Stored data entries
PR #498, opened 2023-01-03
Transport Agnostic RPC implementation

### LINKED ISSUE #249: Transport Agnostic RPC

### LINKED ISSUE #500: `RPCServer` specification
### Specification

[Aim of the exercise] The answer is to be the lines from the one holding "### LINKED ISSUE #249: Transport Agnostic RPC" through the end of the data above, transcribed character for character, both ends included.

[Output for this task]
### LINKED ISSUE #249: Transport Agnostic RPC

### LINKED ISSUE #500: `RPCServer` specification
### Specification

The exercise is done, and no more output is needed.